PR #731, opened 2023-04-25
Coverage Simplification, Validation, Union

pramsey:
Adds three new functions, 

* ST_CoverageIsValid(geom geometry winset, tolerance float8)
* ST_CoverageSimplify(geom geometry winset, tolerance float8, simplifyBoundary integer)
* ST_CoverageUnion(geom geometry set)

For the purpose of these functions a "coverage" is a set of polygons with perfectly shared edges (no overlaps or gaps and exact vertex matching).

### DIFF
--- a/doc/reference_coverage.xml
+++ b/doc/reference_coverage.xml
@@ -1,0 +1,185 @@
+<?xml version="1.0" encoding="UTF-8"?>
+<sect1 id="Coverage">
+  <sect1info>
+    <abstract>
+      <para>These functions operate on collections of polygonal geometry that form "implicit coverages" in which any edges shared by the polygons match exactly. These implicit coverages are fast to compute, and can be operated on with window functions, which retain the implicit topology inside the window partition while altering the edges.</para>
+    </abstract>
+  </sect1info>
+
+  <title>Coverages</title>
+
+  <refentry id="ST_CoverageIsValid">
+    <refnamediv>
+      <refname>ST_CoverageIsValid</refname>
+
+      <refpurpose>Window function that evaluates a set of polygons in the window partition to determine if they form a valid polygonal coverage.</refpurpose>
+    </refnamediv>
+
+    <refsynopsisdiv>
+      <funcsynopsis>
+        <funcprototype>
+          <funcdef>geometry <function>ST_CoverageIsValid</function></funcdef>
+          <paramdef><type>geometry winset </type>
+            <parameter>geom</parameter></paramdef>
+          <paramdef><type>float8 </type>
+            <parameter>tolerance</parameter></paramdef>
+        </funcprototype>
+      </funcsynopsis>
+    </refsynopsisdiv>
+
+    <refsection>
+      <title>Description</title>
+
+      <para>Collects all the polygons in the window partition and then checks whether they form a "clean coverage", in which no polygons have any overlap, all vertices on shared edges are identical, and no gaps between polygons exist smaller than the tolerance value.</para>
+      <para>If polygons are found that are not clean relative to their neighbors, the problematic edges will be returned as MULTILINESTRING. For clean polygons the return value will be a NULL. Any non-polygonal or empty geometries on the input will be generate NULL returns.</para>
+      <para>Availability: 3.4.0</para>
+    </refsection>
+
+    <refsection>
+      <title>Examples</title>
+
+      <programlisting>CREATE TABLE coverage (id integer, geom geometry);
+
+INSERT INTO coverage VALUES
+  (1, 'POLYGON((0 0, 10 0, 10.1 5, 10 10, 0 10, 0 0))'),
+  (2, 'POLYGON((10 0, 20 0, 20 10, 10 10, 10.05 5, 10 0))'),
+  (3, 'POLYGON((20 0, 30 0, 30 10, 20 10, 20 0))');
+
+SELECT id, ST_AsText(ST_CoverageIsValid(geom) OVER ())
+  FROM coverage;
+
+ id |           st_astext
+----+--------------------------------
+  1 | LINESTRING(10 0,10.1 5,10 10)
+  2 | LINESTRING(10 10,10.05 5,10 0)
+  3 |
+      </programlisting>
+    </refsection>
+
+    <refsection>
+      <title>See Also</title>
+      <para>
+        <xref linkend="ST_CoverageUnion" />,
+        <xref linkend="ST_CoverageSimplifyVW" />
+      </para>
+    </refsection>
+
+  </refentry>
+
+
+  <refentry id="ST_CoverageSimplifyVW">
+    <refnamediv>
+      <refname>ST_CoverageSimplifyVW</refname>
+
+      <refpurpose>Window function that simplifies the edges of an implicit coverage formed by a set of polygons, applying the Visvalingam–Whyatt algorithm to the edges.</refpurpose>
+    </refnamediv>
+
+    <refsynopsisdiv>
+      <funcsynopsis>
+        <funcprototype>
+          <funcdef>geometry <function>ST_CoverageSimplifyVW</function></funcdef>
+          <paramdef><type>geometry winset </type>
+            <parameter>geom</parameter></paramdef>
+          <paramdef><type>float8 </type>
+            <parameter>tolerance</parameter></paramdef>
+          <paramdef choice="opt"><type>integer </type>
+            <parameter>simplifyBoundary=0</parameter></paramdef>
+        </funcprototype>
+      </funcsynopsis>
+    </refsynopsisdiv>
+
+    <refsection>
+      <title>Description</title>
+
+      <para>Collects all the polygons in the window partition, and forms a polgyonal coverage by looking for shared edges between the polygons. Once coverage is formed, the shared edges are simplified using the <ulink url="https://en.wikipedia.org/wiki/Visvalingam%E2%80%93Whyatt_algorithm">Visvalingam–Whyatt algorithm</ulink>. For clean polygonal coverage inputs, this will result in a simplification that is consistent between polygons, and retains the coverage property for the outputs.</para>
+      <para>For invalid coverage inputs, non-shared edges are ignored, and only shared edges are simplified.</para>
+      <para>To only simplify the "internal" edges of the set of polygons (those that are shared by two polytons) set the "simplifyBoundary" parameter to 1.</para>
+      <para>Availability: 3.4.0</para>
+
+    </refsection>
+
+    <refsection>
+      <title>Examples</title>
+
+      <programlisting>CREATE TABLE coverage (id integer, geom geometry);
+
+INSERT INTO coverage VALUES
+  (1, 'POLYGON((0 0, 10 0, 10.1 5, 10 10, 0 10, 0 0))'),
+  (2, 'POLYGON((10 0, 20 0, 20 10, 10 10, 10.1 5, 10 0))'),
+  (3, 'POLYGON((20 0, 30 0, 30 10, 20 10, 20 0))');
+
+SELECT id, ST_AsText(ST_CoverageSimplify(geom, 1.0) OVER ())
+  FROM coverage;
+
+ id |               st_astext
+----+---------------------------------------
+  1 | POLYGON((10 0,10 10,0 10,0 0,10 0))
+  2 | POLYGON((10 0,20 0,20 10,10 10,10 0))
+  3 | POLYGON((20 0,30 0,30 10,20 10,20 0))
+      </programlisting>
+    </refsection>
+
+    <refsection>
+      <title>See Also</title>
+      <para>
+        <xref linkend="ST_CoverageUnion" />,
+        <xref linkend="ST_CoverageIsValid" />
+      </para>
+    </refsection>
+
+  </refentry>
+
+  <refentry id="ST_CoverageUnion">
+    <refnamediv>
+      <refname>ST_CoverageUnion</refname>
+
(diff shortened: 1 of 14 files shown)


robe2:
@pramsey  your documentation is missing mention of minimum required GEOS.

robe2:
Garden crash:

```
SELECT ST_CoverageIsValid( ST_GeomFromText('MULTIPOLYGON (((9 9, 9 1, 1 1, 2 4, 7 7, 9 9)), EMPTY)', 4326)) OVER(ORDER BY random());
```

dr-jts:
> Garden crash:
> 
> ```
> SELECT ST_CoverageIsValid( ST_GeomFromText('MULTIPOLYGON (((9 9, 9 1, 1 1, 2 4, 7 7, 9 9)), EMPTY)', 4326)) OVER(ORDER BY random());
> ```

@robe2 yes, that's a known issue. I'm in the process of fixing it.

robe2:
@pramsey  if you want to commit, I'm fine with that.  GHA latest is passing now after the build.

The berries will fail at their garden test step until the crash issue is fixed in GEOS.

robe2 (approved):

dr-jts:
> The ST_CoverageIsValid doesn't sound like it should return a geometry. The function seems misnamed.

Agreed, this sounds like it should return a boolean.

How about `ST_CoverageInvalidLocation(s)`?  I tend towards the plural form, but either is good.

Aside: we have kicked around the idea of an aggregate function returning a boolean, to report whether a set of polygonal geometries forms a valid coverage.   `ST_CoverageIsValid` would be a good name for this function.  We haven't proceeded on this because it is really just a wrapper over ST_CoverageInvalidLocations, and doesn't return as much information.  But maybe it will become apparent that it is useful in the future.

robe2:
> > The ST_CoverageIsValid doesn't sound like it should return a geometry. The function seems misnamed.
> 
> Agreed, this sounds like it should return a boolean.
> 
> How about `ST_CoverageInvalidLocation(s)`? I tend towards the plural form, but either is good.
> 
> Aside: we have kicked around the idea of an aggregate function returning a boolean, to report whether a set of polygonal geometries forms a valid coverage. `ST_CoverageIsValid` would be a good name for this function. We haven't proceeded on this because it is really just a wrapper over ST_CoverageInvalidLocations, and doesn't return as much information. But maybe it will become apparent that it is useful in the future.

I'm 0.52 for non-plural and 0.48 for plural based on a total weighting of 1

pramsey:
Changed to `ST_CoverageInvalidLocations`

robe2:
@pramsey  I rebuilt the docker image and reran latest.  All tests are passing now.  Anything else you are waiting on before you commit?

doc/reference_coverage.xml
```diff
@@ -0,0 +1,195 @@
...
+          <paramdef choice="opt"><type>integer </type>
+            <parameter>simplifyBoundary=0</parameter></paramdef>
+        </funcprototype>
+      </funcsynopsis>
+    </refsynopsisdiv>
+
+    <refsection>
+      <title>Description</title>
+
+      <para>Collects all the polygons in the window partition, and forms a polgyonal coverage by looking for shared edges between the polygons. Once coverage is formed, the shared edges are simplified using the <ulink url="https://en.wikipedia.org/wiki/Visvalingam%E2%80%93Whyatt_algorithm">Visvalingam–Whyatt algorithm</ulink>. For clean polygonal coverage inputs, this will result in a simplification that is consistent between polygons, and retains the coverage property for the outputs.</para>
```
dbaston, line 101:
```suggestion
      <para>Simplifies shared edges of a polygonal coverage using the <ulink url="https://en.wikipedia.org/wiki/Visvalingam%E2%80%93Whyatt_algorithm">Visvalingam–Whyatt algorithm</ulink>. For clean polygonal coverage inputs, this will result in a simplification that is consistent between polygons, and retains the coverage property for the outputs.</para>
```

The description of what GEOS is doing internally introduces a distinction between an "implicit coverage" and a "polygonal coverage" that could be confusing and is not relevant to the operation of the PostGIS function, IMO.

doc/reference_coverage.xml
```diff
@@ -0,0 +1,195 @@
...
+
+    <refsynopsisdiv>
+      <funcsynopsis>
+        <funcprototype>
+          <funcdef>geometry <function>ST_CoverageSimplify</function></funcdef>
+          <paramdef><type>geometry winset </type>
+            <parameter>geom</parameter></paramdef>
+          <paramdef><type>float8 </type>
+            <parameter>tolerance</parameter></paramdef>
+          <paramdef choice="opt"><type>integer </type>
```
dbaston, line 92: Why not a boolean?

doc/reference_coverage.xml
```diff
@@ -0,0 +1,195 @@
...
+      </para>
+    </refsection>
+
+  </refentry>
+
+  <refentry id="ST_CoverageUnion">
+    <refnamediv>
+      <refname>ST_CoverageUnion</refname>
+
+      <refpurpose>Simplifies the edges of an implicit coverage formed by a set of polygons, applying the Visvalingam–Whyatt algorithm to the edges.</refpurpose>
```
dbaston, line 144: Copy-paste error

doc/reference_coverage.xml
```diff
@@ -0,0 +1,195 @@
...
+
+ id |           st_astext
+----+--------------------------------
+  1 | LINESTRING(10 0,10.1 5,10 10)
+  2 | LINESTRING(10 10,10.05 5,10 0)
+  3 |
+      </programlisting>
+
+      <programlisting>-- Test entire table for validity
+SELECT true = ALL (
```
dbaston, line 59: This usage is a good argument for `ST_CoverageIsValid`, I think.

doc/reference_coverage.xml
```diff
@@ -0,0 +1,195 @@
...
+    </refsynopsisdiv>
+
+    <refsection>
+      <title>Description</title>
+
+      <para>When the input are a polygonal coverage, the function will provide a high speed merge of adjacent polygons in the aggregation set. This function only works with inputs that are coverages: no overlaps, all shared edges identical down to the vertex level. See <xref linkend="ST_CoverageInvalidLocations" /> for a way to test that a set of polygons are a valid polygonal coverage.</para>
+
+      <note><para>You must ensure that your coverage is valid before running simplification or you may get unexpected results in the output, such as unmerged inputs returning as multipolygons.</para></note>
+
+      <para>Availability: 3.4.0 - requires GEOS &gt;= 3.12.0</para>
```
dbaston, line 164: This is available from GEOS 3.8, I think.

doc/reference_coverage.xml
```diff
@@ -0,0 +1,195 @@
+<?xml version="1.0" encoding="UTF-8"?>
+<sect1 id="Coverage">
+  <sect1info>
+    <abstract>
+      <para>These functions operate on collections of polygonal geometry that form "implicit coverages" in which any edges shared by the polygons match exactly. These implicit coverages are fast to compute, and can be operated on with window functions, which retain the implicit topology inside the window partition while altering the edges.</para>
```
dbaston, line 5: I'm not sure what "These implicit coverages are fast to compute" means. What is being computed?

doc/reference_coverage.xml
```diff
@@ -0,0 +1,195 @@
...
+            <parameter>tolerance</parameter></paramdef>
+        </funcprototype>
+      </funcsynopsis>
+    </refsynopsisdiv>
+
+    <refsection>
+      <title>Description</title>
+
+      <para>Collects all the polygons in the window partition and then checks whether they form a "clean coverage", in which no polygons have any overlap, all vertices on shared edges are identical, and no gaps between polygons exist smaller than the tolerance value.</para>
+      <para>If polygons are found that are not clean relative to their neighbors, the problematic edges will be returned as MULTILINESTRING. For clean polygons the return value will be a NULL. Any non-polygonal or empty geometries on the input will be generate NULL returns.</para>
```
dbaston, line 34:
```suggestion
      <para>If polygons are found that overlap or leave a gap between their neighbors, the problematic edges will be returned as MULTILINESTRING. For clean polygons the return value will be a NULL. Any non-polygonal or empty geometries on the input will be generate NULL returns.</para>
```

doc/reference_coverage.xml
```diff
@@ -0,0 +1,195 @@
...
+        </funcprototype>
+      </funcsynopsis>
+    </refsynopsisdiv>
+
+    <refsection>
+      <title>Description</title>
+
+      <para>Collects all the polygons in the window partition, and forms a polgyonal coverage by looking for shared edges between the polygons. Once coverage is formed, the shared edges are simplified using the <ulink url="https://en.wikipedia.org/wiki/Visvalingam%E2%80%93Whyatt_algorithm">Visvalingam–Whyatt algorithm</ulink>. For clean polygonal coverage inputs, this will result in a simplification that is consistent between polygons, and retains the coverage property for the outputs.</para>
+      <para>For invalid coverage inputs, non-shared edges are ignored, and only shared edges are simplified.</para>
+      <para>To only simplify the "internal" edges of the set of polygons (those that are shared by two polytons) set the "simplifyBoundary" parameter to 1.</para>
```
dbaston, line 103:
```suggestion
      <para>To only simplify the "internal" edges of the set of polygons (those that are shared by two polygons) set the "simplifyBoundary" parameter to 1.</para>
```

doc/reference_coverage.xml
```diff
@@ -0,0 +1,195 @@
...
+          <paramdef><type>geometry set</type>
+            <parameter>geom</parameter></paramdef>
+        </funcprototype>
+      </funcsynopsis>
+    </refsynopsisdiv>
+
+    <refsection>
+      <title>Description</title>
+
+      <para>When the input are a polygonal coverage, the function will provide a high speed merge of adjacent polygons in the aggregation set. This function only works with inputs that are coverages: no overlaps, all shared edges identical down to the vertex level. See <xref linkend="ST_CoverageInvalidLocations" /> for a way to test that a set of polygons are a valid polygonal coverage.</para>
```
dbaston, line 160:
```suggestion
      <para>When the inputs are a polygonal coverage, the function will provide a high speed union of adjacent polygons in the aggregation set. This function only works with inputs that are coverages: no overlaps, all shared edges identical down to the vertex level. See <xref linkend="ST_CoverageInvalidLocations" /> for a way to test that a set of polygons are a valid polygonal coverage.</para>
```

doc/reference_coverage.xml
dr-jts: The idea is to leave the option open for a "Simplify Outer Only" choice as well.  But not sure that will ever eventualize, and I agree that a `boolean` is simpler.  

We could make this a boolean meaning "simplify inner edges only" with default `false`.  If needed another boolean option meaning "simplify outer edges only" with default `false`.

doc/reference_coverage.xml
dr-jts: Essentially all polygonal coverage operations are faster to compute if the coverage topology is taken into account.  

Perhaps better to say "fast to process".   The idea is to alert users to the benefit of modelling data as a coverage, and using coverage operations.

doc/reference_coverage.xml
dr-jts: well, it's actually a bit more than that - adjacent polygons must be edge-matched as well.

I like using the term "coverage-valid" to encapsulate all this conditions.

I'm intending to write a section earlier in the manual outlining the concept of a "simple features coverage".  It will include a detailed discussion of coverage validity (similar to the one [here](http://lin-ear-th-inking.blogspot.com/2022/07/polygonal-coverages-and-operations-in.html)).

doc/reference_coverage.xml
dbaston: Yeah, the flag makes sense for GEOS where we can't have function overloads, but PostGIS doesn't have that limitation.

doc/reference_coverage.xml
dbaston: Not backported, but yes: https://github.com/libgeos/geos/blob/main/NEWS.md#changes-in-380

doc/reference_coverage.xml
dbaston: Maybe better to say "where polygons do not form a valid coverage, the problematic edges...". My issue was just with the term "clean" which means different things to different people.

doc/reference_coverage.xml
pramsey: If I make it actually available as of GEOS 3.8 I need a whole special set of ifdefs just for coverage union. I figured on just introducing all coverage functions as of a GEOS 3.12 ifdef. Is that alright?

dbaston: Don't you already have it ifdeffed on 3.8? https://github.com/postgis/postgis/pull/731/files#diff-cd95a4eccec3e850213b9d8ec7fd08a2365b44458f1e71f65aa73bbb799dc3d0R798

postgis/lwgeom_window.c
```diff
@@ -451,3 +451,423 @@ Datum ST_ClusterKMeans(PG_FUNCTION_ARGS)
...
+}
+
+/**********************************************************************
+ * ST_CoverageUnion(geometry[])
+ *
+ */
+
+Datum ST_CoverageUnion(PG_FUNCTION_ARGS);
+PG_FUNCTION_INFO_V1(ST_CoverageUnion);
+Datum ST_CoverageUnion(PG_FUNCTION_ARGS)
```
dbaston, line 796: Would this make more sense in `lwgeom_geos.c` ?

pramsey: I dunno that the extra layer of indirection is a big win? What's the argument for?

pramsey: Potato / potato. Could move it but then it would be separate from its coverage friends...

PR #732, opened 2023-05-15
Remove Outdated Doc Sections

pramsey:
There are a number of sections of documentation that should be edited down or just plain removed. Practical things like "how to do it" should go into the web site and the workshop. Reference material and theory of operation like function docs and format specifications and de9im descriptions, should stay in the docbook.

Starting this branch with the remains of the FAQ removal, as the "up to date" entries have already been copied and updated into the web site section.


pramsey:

# [Exercise details]
In the lines above, find the word "site" and copy every line it occurs in.

# [Output of the exercise]
There are a number of sections of documentation that should be edited down or just plain removed. Practical things like "how to do it" should go into the web site and the workshop. Reference material and theory of operation like function docs and format specifications and de9im descriptions, should stay in the docbook.
Starting this branch with the remains of the FAQ removal, as the "up to date" entries have already been copied and updated into the web site section.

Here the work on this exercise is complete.